General tips

This page describes troubleshooting steps that you might find helpful if you run into problems using Vision API Product Search.

Search results

What is the maximum number of results returned?

The maximum number of results returned will vary from query to query due to implementation details. The maximum guaranteed amount of results returned is 500. If more are requested, the requested number may not be met.

Can I set a score threshold for results?

The search result scores are not calibrated. This means that the result scores for a given query will be comparable (this is how results are ranked). However, the result scores for query A and query B are not necessarily comparable. This means there is no one fixed threshold suitable for a given use case.

It is possible to set a threshold based on your own experiments. If you want to set a threshold, you should set this threshold on a per item label basis. This means that you should set a results score threshold for "Shoes" independently of "Bags", etc. for each label.

Is there a way to know why a particular result was ranked higher than another?

Currently the Vision API Product Search does not support any features that explain why a particular result was returned.

What is the difference between using productGroupedResults and using the Object Localizer feature of the Vision API?

The productGroupedResults response will return a list of detected items, their predicted label and score, their bounding boxes, and a ranked list of product search results for each item. This response is equivalent to first sending the query image to the Object Localizer feature of the Vision API and then sending the image along with each product item bounding box (filtered to the relevant labels) to Vision API Product Search.

One benefit of using productGroupedResults is that it is faster and more direct because it only makes a single API call. However, if there is some custom application logic that needs to be implemented between the object detection and the search query then a two step method is a good approach. An example of such a case would be adding Vision API Product Search filters based on object labels.

If I know the location of a product in an image should I crop the image before querying the API with it?

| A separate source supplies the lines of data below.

PR #3834, opened 2026-09-04
fix(governance-store): resolve an authorship grant through the membership anchor

chefsale:
# [core] an authorship grant reaches wherever membership reaches

> **No longer stacked.** #3833 merged as `48e68538`, so this now targets `master` directly
> and stands alone. #3833 added the *observation* (`grantedOnGroupId`, which reports where
> a grant lives); this PR changes the *decision*. That split was deliberate — it keeps this
> to a one-function change with a focused security argument.

## Description

`CAN_AUTHOR_ON_BEHALF` was read on the group owning the context and nowhere else,
so a relay fleet admitted once at the namespace root was refused for every context
living in a subgroup — the shape it actually runs in. There was no row to write for
an inherited member either, short of admitting the relay directly to every subgroup.
The descriptor #3833 added reported the root grant while the gate refused it: the node
telling a caller where the grant was, and then turning it away.

`holds_authorship` now defers to `authorship_grant_source`, which resolves the grant
on the owning group and, for an inherited member, on the anchor its membership comes
through. **One function, two directions.**

### Widening — an ancestor grant counts

For an **inherited** member only. Bounded by membership, in three ways that are each
pinned by a test:

- a `Restricted` subgroup is still a wall — it required its own admission, so it
  requires its own grant;
- a node deny-listed off an `Open` subgroup is still refused there (the deny entry
  *is* the removal when there is no direct row to delete);
- a **direct** member of the target does not reach the ancestor at all. A direct row
  is a per-group decision someone made, so the capability row beside it is that
  group's own statement and must not be overridden from above.

The fleet path is the inherited one, which is what makes the third bullet safe rather
than a gap: TEE admission runs through `admit_member_if_absent`, which gates on the
inheritance-aware `is_member` and so writes **no** row for a node that already
inherits, and `MemberJoinedOpen` rejects `Direct` outright. A node that *did* need its
own admission is exactly the node that needs its own grant.

The cost, stated rather than hidden: a root grant now also reaches `Open` subgroups
created *after* it. This reverses a decision `CAN_AUTHOR_ON_BEHALF`'s own doc comment
recorded as deliberate ("every new context is authorship-closed until an admin says
otherwise"), and that comment is rewritten here rather than left contradicting the
code. The scoping did not disappear — it moved to where the admin writes the grant:
on the subgroup for one group, on the root for a fleet.

### Narrowing — a bare capability row no longer authorizes

The old read was the row and nothing else, so the bit alone was permission. No writer
produces a row without membership deliberately — `MemberCapabilitySet` bails unless
the account is already a direct member, and `remove_member` deletes the capability row
alongside the member row — so this closes a class rather than a known live hole: the
non-atomic window in those three deletes, and the next writer that forgets. What it
buys structurally is that the gate's answer is one deny-list-aware predicate instead
of two that can drift apart.

### Peers must agree

Both directions are authorization evaluated **at the cut**. A node running this and a
node running the old read disagree about whether the same delegated delta is
authorized, and would then hold different state. **One coordinated upgrade, not a
rolling one.** There is no wire-format change and no migration; the divergence is in
the verdict.

Determinism is unaffected, and for a stronger reason than the owning-group read gave:
`check_path` already reads `member_capability(anchor, identity)` to check
`CAN_JOIN_OPEN_SUBGROUPS` and decide the inheritance. This reads the same key and looks
at a different bit. A peer that cannot read the anchor cannot resolve the membership
either, and refuses the delta a step earlier.

## Test plan

`crates/governance-store/src/warrant_gate.rs` — 17 tests in the module, 652 in the
crate, all green. Also `calimero-server-primitives` (31 + 13 wire fixtures + 2 of
#3830's `deny_unknown_fields`), `calimero-context-config`, `calimero-context` and
`meroctl`; `cargo fmt --check`; `cargo clippy --workspace --all-targets --features
calimero-storage/testing -- -D warnings` (exit 0, only a pre-existing
`proc-macro-error2` future-incompat note on a dependency); docs `npm run check`.

Three tests are new here and two gained gate assertions:

| Test | Pins |
| --- | --- |
| `a_namespace_grant_reaches_a_subgroup_context` | the widening (was asserting the old refusal) |
| `a_bare_capability_row_with_no_membership_may_not_author` | the narrowing |
| `a_direct_member_of_the_subgroup_does_not_reach_the_ancestor_grant` | the fallback's boundary |
| `a_namespace_grant_is_not_reported_across_a_private_subgroup_boundary` | `Restricted` wall, now at the gate too |
| `a_deny_listed_node_reports_no_grant_for_that_subgroup` | deny-list revocation, now at the gate too |

**Not covered, and worth saying plainly:** there is no merobox scenario for this. The
product-layer proof would be a context in an `Open` subgroup with the grant at the
namespace root and an inherited relay — and `apps/scaffolding-e2e/workflows/delegated-authorship.yml`
creates its context *in the namespace* and grants there, so it cannot fail for this
reason. I could not validate a new scenario in this environment (no Docker daemon), and
an unrunnable scenario touching subgroup key delivery and auto-follow is worse than a
stated gap. It should be a follow-up.

## Proof the fix works

**Reproduction** — restore the old one-row body of `holds_authorship`:

```rust
let Some(bits) = CapabilitiesRepository::new(store).member_capability(group_id, &account)? else {
    return Ok(false);
};
Ok(MemberCapabilities::from_bits_truncate(bits).contains(MemberCapabilities::CAN_AUTHOR_ON_BEHALF))
```

**Before** — `cargo test -p calimero-governance-store warrant_gate`:

```
test warrant_gate::tests::a_bare_capability_row_with_no_membership_may_not_author ... FAILED
test warrant_gate::tests::a_deny_listed_node_reports_no_grant_for_that_subgroup ... FAILED
test warrant_gate::tests::a_namespace_grant_reaches_a_subgroup_context ... FAILED
test result: FAILED. 13 passed; 3 failed
```

**After** — with the fix in place:

```
test result: ok. 17 passed; 0 failed
```

Exactly the three behaviour-change tests fail without it, and every other test in the
file stays green. `a_namespace_grant_is_not_reported_across_a_private_subgroup_boundary`
passes **either way** — which is the point: it is the invariant the widening must not
break, so a mutation that made it fail would mean the widening had become a hole.

## Wire contract (SDK gate)

No DTO or route change — this is an authorization verdict, not a wire shape. The
descriptor's field and its fixture landed in #3833.

- [x] Regenerated wire fixtures — n/a, no DTO changed. Verified anyway after merging
      master: `UPDATE_FIXTURES=1` leaves them byte-identical, so #3830's
      `deny_unknown_fields` does not disturb the field #3833 added.
- [x] Updated `crates/server/endpoints.json` — n/a, no routes changed
- [x] Linked the matching mero-js PR — n/a for this PR. The `IntentRelayInfo` mirror is
      mero-js#135 and pairs with #3828/#3833. Its *semantics* change here (the
      "granted on an ancestor" case now means allowed, not refused), so the mero-js
      guide note needs the same edit — tracked as a follow-up, not required to land this.

## Documentation update

Done in this PR, because three places documented the old rule as deliberate and would
otherwise contradict the code:

- `MemberCapabilities::CAN_AUTHOR_ON_BEHALF` — the reversal is written as a reversal,
  with the cost named.
- `docs/.../capability-inheritance.mdx` — a `CAN_AUTHOR_ON_BEHALF` row in the bit table,
  and an aside marking this as the **one documented exception** to capabilities being
  read from the target group alone, including the `Inherited`-only boundary.
- `docs/.../delegated-authorship.mdx` — the `grantedOnGroupId` table (the third row now
  means "honoured here"), and a note that `<GROUP_ID>` may be the namespace root so a
  fleet needs one grant, not one per channel.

This situation might arise if, for example, a user is allowed to draw a bounding box around the item that they want to search. In general you should not crop the image before sending it to the API. The reason is that our API will use both the query bounding box to return targeted results as well as the overall image context, which is frequently helpful for improving the results.

Reference images

What are good product reference images?

Good reference images show the product clearly and do not have any other objects in the image. A typical example of good reference images are "packshot" images. These images are frequently used to show the user a product on the product page or in advertising, and typically taken in front of a white background. Images of the product in other environments also make good reference images provided there are not any other products in the image. You should use all such images that are available for reference images.

What is the optimal number of reference images for a particular product?

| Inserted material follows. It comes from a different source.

PR #58, opened 2023-09-04
Initialisation strategy

vahidlazio:
- Add the option to choose an initialisation strategy 
- ActivateAndFetchAsync or FetchAndActivate are the different strategies that can be selected in the initialisation phase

The Vision API Product Search can work well even with only one reference image of a product. Typically 3 to 8 images provide necessary information to get proper results from the Vision API Product Search, especially if these images have some variations. Such variations include different orientations of the product, different lighting, or a different background. Additional reference images can be added to the index, and should not generally decrease accuracy.

How can I get more reference images for my products?

The best way to improve the accuracy of Vision API Product Search is to add more good reference images for products. If you have already uploaded a representative set of product images and you'd still like to increase the accuracy for some products you can use other existing images or collect more images for those products.

To use other existing images make sure they clearly show the product and don't have other distracting objects. For example, you might have photos of a model wearing a particular shirt along with pants. This image alone wouldn't be a good reference image for the shirt product. However, if you provide a bounding box around the shirt or crop the image to only include the shirt it would be a good reference image. You can use the Vision API's Object Localizer feature to propose boxes. This method can be used alongside or instead of human-provided bounding box annotations.

Would it help the accuracy of the API to add data augmentations to my product set?

The idea of adding augmented versions of existing reference images (for example, left-right flips, jittered contrast, etc.) is sensible, but typically does little to increase the accuracy.

Data management

Update your product set with new products as your inventory changes. If the changes are small you can add or delete products as needed. Alternatively, if there is a significant change in your inventory or in your reference images you can create a new product set with the changes and test the search quality before fully switching over to the new set. In either case, you should keep track of which products and image are in your product set by saving your batch import CSV file for easy reference or rollback.